Sappig, kort en krachtig
.
Op hun zelfgebouwde wordpress-website staat dat Kutgitaar een literair zine is ‘zonder pretenties, onder redactie van Oscar Wyers en Dennis Gaens. Het wordt met de hand gebonden door die jongens en verschijnt onregelmatig. Het kost altijd tussen drie en vier euro.’
Het V-teken
Dat pretentieloze weet de redactie op het eerste gezicht wel over te brengen. Een kwart A4 groot, met een kleurrijke omslag en een zwart-wit gekopieerde inhoud: het doet aan als een schoolkrantje – met als eerste opvallende verschil dat de doorgaans achteloos op het kopieerapparaat geselecteerde nietjes vervangen zijn door een zorgvuldige bindwijze met blauw wollen garen. Op het voorplat zie je een hand die het V-teken maakt: vrede, victory, etc.. Hoewel, de hand zie je op de rug. Wordt de lezer op zijn Brits geschoffeerd?

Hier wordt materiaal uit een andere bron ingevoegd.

PR #1042, opened 2024-02-26
Replace plain text with attributes for content in the core module (#1…

michellemacrh:
…041)

Replace plain text with attributes for content in the core module. Affects `/titles/dev-guide/core`


g-murray:
LGTM

PR #1044, opened 2024-02-27
Replace plain text with attributes for content in the dev-guide module

michellemacrh:
Replace plain text with attributes for content in the dev-guide module.

Replace plain-text with attributes where appropriate

Affects the following titles:

- ./aap-operations-guide/platform/dev-guide
- ./upgrade/platform/dev-guide
- ./aap-operator-installation/platform/dev-guide
- ./aap-installation-guide/platform/dev-guide
- ./aap-planning-guide/platform/dev-guide
- ./automation-mesh/platform/dev-guide
- ./ocp_performance_guide/platform/dev-guide
- ./controller/controller-user-guide/platform/dev-guide
- ./controller/controller-admin-guide/platform/dev-guide
- ./controller/controller-getting-started/platform/dev-guide
- ./aap-operator-backup/platform/dev-guide
- ./aap-containerized-install/platform/dev-guide
- ./dev-guide/dev-guide

https://issues.redhat.com/browse/AAP-19894

PR #1045, opened 2024-02-27
Replace plain text with attributes for content in the dev-guide modul…

michellemacrh:
…e (#1044)

Replace plain text with attributes for content in the dev-guide module. https://issues.redhat.com/browse/AAP-19894


ariordan-redhat (commented):
LGTM

PR #1047, opened 2024-02-28
Add openssl commands to validate SSL certs (#1046)

michellemacrh:
Add openssl commands to validate SSL certs

Need to include openssl commands to validate the custom SSL certificates for AAP/PAH

https://issues.redhat.com/browse/AAP-20776


emurtoug (approved):
LGTM

PR #1053, opened 2024-02-29
Added information to inventory variable.

ianf77:
doc update inventory file variables

https://issues.redhat.com/browse/AAP-21254


downstream/modules/platform/ref-hub-variables.adoc
```diff
@@ -201,6 +201,11 @@ Generating a new token will invalidate the existing token.
 Default = 63072000 seconds, or two years.
 | *`nginx_tls_protocols`* | Defines support for `ssl_protocols` in Nginx.
 
+Values available `TLSv1.2`, `TLSv1.3`
```
dsavineau, line 204: More values are available but are considered weak and unsafe.
However, one could decide to enable them anyway if needed.

https://nginx.org/en/docs/http/ngx_http_ssl_module.html#ssl_protocols

downstream/modules/platform/ref-hub-variables.adoc
```diff
@@ -201,6 +201,11 @@ Generating a new token will invalidate the existing token.
...
+
+If `nginx_tls-protocols` is set to `TLSv1.3` only TLSv1.3  is enabled.
```
dsavineau, line 206:
```suggestion
If `nginx_tls_protocols` is set to `TLSv1.3` only TLSv1.3  is enabled.
```

Note that for a single value like `TLSv1.3` then the `nginx_tls_protocols` variable is still a list so it should be set like `nginx_tls_protocols=['TLSv1.3']`

or in yaml format:
```yaml
nginx_tls_protocols:
  - TLSv1.3
```

downstream/modules/platform/ref-hub-variables.adoc
```diff
@@ -201,6 +201,15 @@ Generating a new token will invalidate the existing token.
 Default = 63072000 seconds, or two years.
 | *`nginx_tls_protocols`* | Defines support for `ssl_protocols` in Nginx.
 
+Values available `TLSv1`, `TLSv1.1, `TLSv1.2`, `TLSv1.3`
+
+The TLSv1.1 and TLSv1.2 parameters only work when OpenSSL 1.0.1 or higher is used.
+
+The TLSv1.3 parameter only works when OpenSSL 1.1.1 or higher is used.
+
+If `nginx_tls-protocols = ['TLSv1.3']' only TLSv1.3  is enabled.
```
dsavineau, line 210:
```suggestion
If `nginx_tls_protocols = ['TLSv1.3']` only TLSv1.3  is enabled.
```

PR #1066, opened 2024-03-04
Replace plain text with attributes for content in the eda module

michellemacrh:
Affects the following titles:

`.downstream/titles/eda/eda-user-guide/eda`
`.downstream/titles/eda/eda-getting-started-guide/eda`


g-murray:
LGTM

PR #1067, opened 2024-03-04
Replace plain text with attributes for content in the eda module (#1066)

michellemacrh:
Affects the following titles:

`./eda-user-guide/eda`
`./eda-getting-started-guide/eda`


g-murray:
LGTM

PR #1159, opened 2024-03-22
Replace plain text with attributes for content in the builder module

michellemacrh:
This PR is specific to the 2.3 branch and version of our docs. The `main` PR is #1036.

Affects the following title: `builder`.


g-murray:
LGTM

PR #1173, opened 2024-03-25
AAP-21516 Update links to use BaseURL attribute in platform assemblies

ariordan-redhat:
AAP-21516 Update links to use `BaseURL` attribute in platform assemblies


sayjadha (commented):
LGTM.

PR #1176, opened 2024-03-25
2.4 AAP-21516 Update links to use BaseURL attribute in platform assemblie…

ariordan-redhat:
Backports #1173 to 2.4

AAP-21516 Update links to use BaseURL attribute in platform assemblies


michellemacrh:
LGTM

PR #1226, opened 2024-04-15
Update links to use BaseURL attribute in assemblies

ariordan-redhat:
AAP-21516 Update links to use `BaseURL` attribute in assemblies.


ianf77 (approved):
LGTM

PR #1227, opened 2024-04-15
2.4 Update links to use BaseURL attribute in assemblies (#1226)

ariordan-redhat:
Backports #1226 to 2.4
AAP-21516 Update links to use `BaseURL` attribute in assemblies.


ianf77 (approved):
LGTM

PR #1228, opened 2024-04-15
Update links to use BaseURL attribute in modules

ariordan-redhat:
AAP-21516 Update links to use BaseURL attribute in modules.


ianf77 (approved):
LGTM

PR #1988, opened 2024-09-18
2.5 AAP-31577 Add attribute for unified platform dashboard (#1984)

ariordan-redhat:
AAP-31577 Add attribute for unified platform dashboard


dcdacosta (approved):
LGTM!

PR #2003, opened 2024-09-20
Update inventory file vars appendix

michellemacrh:
Addition of the following vars sections:
- ref-images-inventory-variables.adoc
- ref-database-inventory-variables.adoc
- ref-receptor-inventory-variables.adoc

Used this [Inventory var diff spreadsheet](https://docs.google.com/spreadsheets/d/1wSZiIoDu-_uRY8l1R1vYQlOG5PPrK4MrP3jla8701KA/edit?gid=413143671#gid=413143671)

Update product docs installer var appendix with 2.5 variables

https://issues.redhat.com/browse/AAP-30775


downstream/modules/platform/ref-database-inventory-variables.adoc
```diff
@@ -0,0 +1,67 @@
...
+
+[cols="50%,50%,50%",options="header"]
+|====
+| *RPM variable name* | *Container variable name* | *Description*
+| `pg_ssl_mode` | | Choose one of the two available modes: `prefer` and `verify-full`. 
+
+Set to `verify-full` for client-side enforced SSL. 
+
+Default = `prefer`
+| `postgres_ssl_cert` | `postgresql_tls_cert` | Location of the PostgreSQL SSL/TLS certificate.
```
g-murray, line 13: I think SSL/TSL are two different certificates? If that is the case try to avoid using forward slashes when referring to both, in most cases "or" or "and" slot in easy enough. Below is from the IBM style guide:

"In most cases, do not use slashes in text because they can be ambiguous. For example, 1/2 can mean one half, one and two, one of two, and one or two. Rewrite the text using and, of, or or."

g-murray (approved):
One small  style comment, but besides that LGTM

downstream/modules/platform/ref-database-inventory-variables.adoc
michellemacrh: Oh yeah, I never know with this one because it conflicts with this statement: 
Screenshot 2024-09-20 at 10 14 04

g-murray: Ah if that is in our documentation, I feel that's a fair exception so!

Het boekje is bescheiden in omvang, een kleinood. Nu ja, niet alle opgenomen kopij is puntgaaf: ergens is een wit tabje over het hoofd gezien, ergens anders een taalfout. Sommige opgenomen teksten hebben een hoog ‘yolo’-gehalte. Wout Waanders ‘Hard Bossa’ bijvoorbeeld, waarin een ik voorkomt die typografische experimentjes uitvoert en door ene Saskia ge’smst wordt of hij seks wil die avond. Andere teksten doen denken aan de zwartomrande alto’s op de schoolpleinen: ‘Mijn zwarte stoflongen hoesten / het geluid van kanker’, schrijft Marc Robbemond in een van de drie opgenomen gedichten. Daar staat tegenover dat hij je wel de waarheid zegt. ‘Dit front bestaat al lang’ schrijft hij in het gedicht ‘Front’, ‘Krijg je mijn brieven? / Nee, ik schrijf ze niet’; zinnen als vuistslagen.
Sappige anekdote
Ondanks de ruwe randjes valt er veel te genieten. Zoals het steengoede korte verhaal van Gerjon Gijsbers over de verstoorde relatie tussen een dochter en haar ouders en de gedichten van de hilarische, binnenkort debuterende cynicus Daniël Vis, winnaar van het NK Poetry Slam 2014. Ook is het een geweldig literair tijdschriftje vanwege het verhaal Waarom in huize Tromp-Hormone het (tot voor kort nog onschuldige) spel Who’s Your Daddy? niet meer wordt gespeeld van Jerry Hormone, met daarin een sappige opgediste anekdote over hemzelf, Elfie Tromp (die zelf overigens het mooie literaire tijdschrift Strak aanvoert) en haar vader.
Van Argibald is nu eens geen tekening maar een in een lijstje gefotografeerd gedicht opgenomen, waar de lulligheid (op een goede manier) van afdruipt; de pentekeningen van Olivier Heiligers (negen rechthoekige veldjes met erin afbeeldingen van onder meer een pilotenbril, een Hawaii-bloesje, een tropenpet en een fles Chivas Regal) met de titel ‘Schrijfmaterialen’ roept probleemloos de associatie op met de reportages en de film naar Hunter Thompsons Fear and Loathing in Las Vegas. Kortom: de Kutgitaar is inderdaad een kleinood. Victory dus, niets schoffering. Lang leven de literatuur, lang leve Kutgitaar!